Top cancer researcher fails to disclose corporate ties in major journals - DrJaws
https://www.nytimes.com/2018/09/08/health/jose-baselga-cancer-memorial-sloan-kettering.html
======
Gatsky
(I work in this field and have met the subject of the article.) There isn't
much to say except he couldn't be bothered. The article tries to find some
kind of angle to make this more interesting, but fails. It's sloppy for
someone in such a high position, but that's about it.

If he had disclosed all his conflicts, the same research would have been
published in the same places with the same people. Nothing would have changed.
At conferences academic oncologists get up and flash a slide with many
conflicts of interest at the start of their talk. Nobody really cares or pays
much attention.

When it comes to clinical trials, there are many checks and balances that
prevent a 'rogue' conflicted investigator from influencing the results.
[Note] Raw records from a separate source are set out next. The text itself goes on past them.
PR #219, opened 2020-08-18
Pass on space drop fail

avtikhon:
Found issue:
```
      [026] --- box/update.result   Thu Aug 13 01:06:17 2020
      [026] +++ box/update.reject   Tue Aug 18 01:31:24 2020
      [026] @@ -1,2130 +1,3 @@
      [026] -s = box.schema.space.create('tweedledum')
      [026]  ---
      [026] +- error: '/private/tmp/tnt/026_box/pretest_clean.lua:30: attempt to index a nil value'
      [026]  ...
      [026] -index = s:create_index('pk')
```
Issue happened in additional tool pretest_clean.lua which is used for
cleanning up the environment before running the test. Fail occurred
when space to be deleted was not found, like:
```
      tarantool> name = "BAD_SPACE_NAME" box.space[name]:drop()
      ---
      - error: '[string "name = "BAD_SPACE_NAME" box.space[name]..."]:1: attempt to
          index a nil value'
      ...
```
It could happen because their is some delay between getting the list of
spaces and the moment when these spaces are removing, check the failing
function from pretest_clean.sh file:
```
      box.space._space:pairs():map(function(tuple)
            local name = tuple[3]
            return name
        end):filter(function(name)
            -- skip internal spaces
            local first_char = string.sub(name, 1, 1)
            return first_char ~= '_'
        end):each(function(name)
            box.space[name]:drop()
        end)
```
In this delay the space could be already removed with information about
it. In this way getting the space with wrong name returned nil and drop
routine failed on it. To avoid of it the existence of the space should
be rechecked just before the call to its drop:

```
      box.space._space:pairs():map(function(tuple)
            local name = tuple[3]
            return name
        end):filter(function(name)
            -- skip internal spaces
            local first_char = string.sub(name, 1, 1)
            return first_char ~= '_'
        end):each(function(name)
            if box.space[name] ~= nil then box.space[name]:drop() end
        end)
```
Closes tarantool/tarantool#5247

### DIFF
--- a/pretest_clean.lua
+++ b/pretest_clean.lua
@@ -27,7 +27,9 @@ local function clean()
         local first_char = string.sub(name, 1, 1)
         return first_char ~= '_'
     end):each(function(name)
-        box.space[name]:drop()
+        if box.space[name] ~= nil then
+            box.space[name]:drop()
+        end
     end)
 
     local _USER_TYPE = 4


pretest_clean.lua
```diff
@@ -25,9 +25,12 @@ local function clean()
     end):filter(function(name)
         -- skip internal spaces
         local first_char = string.sub(name, 1, 1)
-        return first_char ~= '_'
+        return (name ~= nil and first_char ~= '_')
```
LeonidVas, line 28: Can the name be nil? The same effect will be if name = {} (the filter will be passed), but this is also not a valid case.

pretest_clean.lua
```diff
@@ -25,9 +25,12 @@ local function clean()
...
     end):each(function(name)
-        box.space[name]:drop()
+        local status, err = pcall(function(name) box.space[name]:drop() end, name)
+        if not status then
```
LeonidVas, line 31: If I understand correctly, you are trying to filter all invalid values in the previous step, and a WARNING should not be printed at all.

LeonidVas (changes requested):
It look like a bug in tarantool, not a test system. As I can see in https://gitlab.com/tarantool/tarantool/-/jobs/694714589 similar behavior starts after box/net.box_count_inconsistent_gh-3262.test.lua , is this test always the root of the problem? It look like we can use  artifacts for reproduce the problem. Or not?

alyapunov (changes requested):
Actually I don't understand what's going on. The main problem in the issue is _why_ `name` becomes `nil` but not how to handle `nil` value. I don't like (and don't undestand aclually) that `:pairs:map:filter:each` approach but when I tried to add logging I saw that names of spaces were repeated twice each. I would rewrite the cleanup code using normal plain `for` loops and sure that the problem will be no more.

pretest_clean.lua
LeonidVas: yep

avtikhon: Right, changed.

pretest_clean.lua
avtikhon: Right, not needed.

avtikhon:
> Actually I don't understand what's going on. The main problem in the issue is _why_ `name` becomes `nil` but not how to handle `nil` value. I don't like (and don't undestand aclually) that `:pairs:map:filter:each` approach but when I tried to add logging I saw that names of spaces were repeated twice each. I would rewrite the cleanup code using normal plain `for` loops and sure that the problem will be no more.

Right, changed.

LeonidVas (changes requested):
Hi! I think the patch is a bad idea. AFAIU you collect all the space names from the`box.space._space`, filter out all "internal" spaces, and drop all others. And problem look like you have a tuple in '_space' that points to a non-existent space.
Discussed the problem with Alexander. He said that he has a branch with this patch and that he uses the branch every day for testing. We decided to add `print` to this place to understand what space is causing the problem.

LeonidVas:
> I saw that names of spaces were repeated twice each.
Strange. I don't observe this behavior. Can you provide a reproducer?

Totktonada:
It would be good to have a reproducer, however I can imagine a situation, when the old code fails, but the new one will succeed. `:drop()` yields and so another fiber have a chance to drop a space. See:

```
$ rm 0000*
$ tarantool
Tarantool 2.7.0-72-g33b0dd582
type 'help' for interactive help
tarantool> box.cfg{} fiber = require('fiber') for i = 1, 1000 do box.schema.create_space('s' .. tostring(i)) end for i = 1, 10 do fiber.new(function() for i = 1, 10 do fiber.yield() end box.space['s' .. tostring(i)]:drop() end) end box.space._space:pairs():map(function(tuple) return tuple[3] end):filter(function(name) local first_char = string.sub(name, 1, 1) return first_char ~= '_' end):each(function(name) box.space[name]:drop() end)
<...>
2020-11-30 15:02:50.311 [5825] main/110/lua utils.c:1014 E> LuajitError: [string "box.cfg{} fiber = require('fiber') for i = 1,..."]:1: attempt to index a nil value
2020-11-30 15:02:50.311 [5825] main/111/lua utils.c:1014 E> LuajitError: [string "box.cfg{} fiber = require('fiber') for i = 1,..."]:1: attempt to index a nil value
2020-11-30 15:02:50.312 [5825] main/112/lua schema.lua:529 E> ER_NO_SUCH_SPACE: Space 's3' does not exist
---
...
```

Totktonada (approved):
The change itself is okay. I would add some explanation and push if others don't object.

LeonidVas:
> The change itself is okay. I would add some explanation and push if others don't object.

I would like to see the explanations before pushing. Please don't push without approval.

Totktonada:
> It would be good to have a reproducer, however I can imagine a situation, when the old code fails, but the new one will succeed. `:drop()` yields and so another fiber have a chance to drop a space. See:
> 
> ```
> $ rm 0000*
> $ tarantool
> Tarantool 2.7.0-72-g33b0dd582
> type 'help' for interactive help
> tarantool> box.cfg{} fiber = require('fiber') for i = 1, 1000 do box.schema.create_space('s' .. tostring(i)) end for i = 1, 10 do fiber.new(function() for i = 1, 10 do fiber.yield() end box.space['s' .. tostring(i)]:drop() end) end box.space._space:pairs():map(function(tuple) return tuple[3] end):filter(function(name) local first_char = string.sub(name, 1, 1) return first_char ~= '_' end):each(function(name) box.space[name]:drop() end)
> <...>
> 2020-11-30 15:02:50.311 [5825] main/110/lua utils.c:1014 E> LuajitError: [string "box.cfg{} fiber = require('fiber') for i = 1,..."]:1: attempt to index a nil value
> 2020-11-30 15:02:50.311 [5825] main/111/lua utils.c:1014 E> LuajitError: [string "box.cfg{} fiber = require('fiber') for i = 1,..."]:1: attempt to index a nil value
> 2020-11-30 15:02:50.312 [5825] main/112/lua schema.lua:529 E> ER_NO_SUCH_SPACE: Space 's3' does not exist
> ---
> ...
> ```

My bad, the 'attempt to index a nil value' error is from the spawned fibers. Only ER_NO_SUCH_SPACE is from the luafunish code.

LeonidVas:
> > The change itself is okay. I would add some explanation and push if others don't object.
> 
> I would like to see the explanations before pushing. Please don't push without approval.

I had a discussion with @Totktonada and @avtikhon and I don't mind such push. But please add a commit message describing how this can happen.

Totktonada:
Raw idea: restart a server if pretest_clean fails. This cleaner is not a silver bullet anyway.

Totktonada:
I [failed](https://github.com/tarantool/tarantool/issues/5247#issuecomment-750723176) to prove my initial guess that the problem is somewhere around dropping a space from a background fiber. If it would be a reason, your fix would not help: when `box.space` table has a space, which is actually removed, `:drop()` raises an error.

However I see that an effect of this kind may be achieved with `box.space.some_existing_space = nil`. What we can do in this situation?

1. Your way: left the space without an entry in the `box.space` Lua table. This way the next attempt to create a space with the same name will raise "Duplicate key exists in unique index 'name' in space '_space'". It seems, it'll only make things harder to investigate.
2. When we found tarantool in some unexpected state (say, when `require('pretest_clean').clean()` raises an error) just restart it.
3. If fails of this kind are rare, we can wait until GC64 related patch from LuaJIT upstream will be backported and looks whether the situation will be better.

I know, I approved this patch before as something that look harmless. But now I think a bit more and I see that it may be not so.

The problem still in the responsibility of QA team, so if you'll agree with @okoshovetc and @kyukhin to push it anyway, I'll not block.

okoshovetc:
Why don't we just use for loop as @alyapunov proposed? The iterator seems to be working strangely on _space space when there are ddl operations. Still it would be nice to have a reproducer for the issue on MacOS, but as long as the reasoning behind the patch is about test-run stability, I think the patch is a bit dirty, but OK.

Totktonada:
> Why don't we just use for loop as @alyapunov proposed?

Create a space, call `box.space.<space_name> = nil` and try to create it again.

Totktonada:
No updates from the author of the PR for more than three months. We still need a reproducer, otherwise everything is a kind of guess work. I'll close the PR as stale. Feel free to reopen if you'll get a reproducer.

Not
the least of these are the other investigators on the study which put their
name on the paper, who are free thinking individuals. The data is also
collected and analysed by an independent data monitoring committee, who will
for example stop the study early if it is looking futile, whatever the drug
company thinks should happen. Independent clinical trial staff will also send
out teams to hospitals running the trial and inspect the data and talk to the
staff. For trials going for regulatory approval of the drug, there is often a
formal independent audit which goes even deeper, to the point of interviewing
staff in a confidential setting and asking them if they have been coerced for
example.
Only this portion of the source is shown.